— Instructions for the task —
Go through the records below and copy out every line that contains the word "video".

(Saved data entries)
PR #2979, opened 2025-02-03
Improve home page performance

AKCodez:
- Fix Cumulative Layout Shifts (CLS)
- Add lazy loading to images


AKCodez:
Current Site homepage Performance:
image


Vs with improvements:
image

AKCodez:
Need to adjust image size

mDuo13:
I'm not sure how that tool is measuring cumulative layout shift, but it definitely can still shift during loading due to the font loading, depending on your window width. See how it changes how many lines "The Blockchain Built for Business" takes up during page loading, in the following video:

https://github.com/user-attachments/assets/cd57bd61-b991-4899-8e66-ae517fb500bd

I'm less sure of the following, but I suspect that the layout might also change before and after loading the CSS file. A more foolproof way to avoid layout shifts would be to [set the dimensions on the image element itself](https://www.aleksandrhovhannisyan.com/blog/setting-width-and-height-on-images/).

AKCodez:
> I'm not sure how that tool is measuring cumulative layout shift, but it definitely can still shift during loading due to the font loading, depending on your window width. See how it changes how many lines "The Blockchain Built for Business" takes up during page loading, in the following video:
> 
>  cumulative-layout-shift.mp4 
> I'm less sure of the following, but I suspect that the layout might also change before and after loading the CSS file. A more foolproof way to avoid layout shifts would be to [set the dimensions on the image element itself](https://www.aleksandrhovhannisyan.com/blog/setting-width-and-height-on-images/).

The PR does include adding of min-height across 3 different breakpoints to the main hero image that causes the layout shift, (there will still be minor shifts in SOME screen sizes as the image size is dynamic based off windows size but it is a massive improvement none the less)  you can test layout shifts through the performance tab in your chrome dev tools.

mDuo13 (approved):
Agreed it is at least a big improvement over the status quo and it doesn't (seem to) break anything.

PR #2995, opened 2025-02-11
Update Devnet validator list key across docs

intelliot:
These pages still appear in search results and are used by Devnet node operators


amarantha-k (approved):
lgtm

— Solution to the exercise —
I'm not sure how that tool is measuring cumulative layout shift, but it definitely can still shift during loading due to the font loading, depending on your window width. See how it changes how many lines "The Blockchain Built for Business" takes up during page loading, in the following video:
> I'm not sure how that tool is measuring cumulative layout shift, but it definitely can still shift during loading due to the font loading, depending on your window width. See how it changes how many lines "The Blockchain Built for Business" takes up during page loading, in the following video:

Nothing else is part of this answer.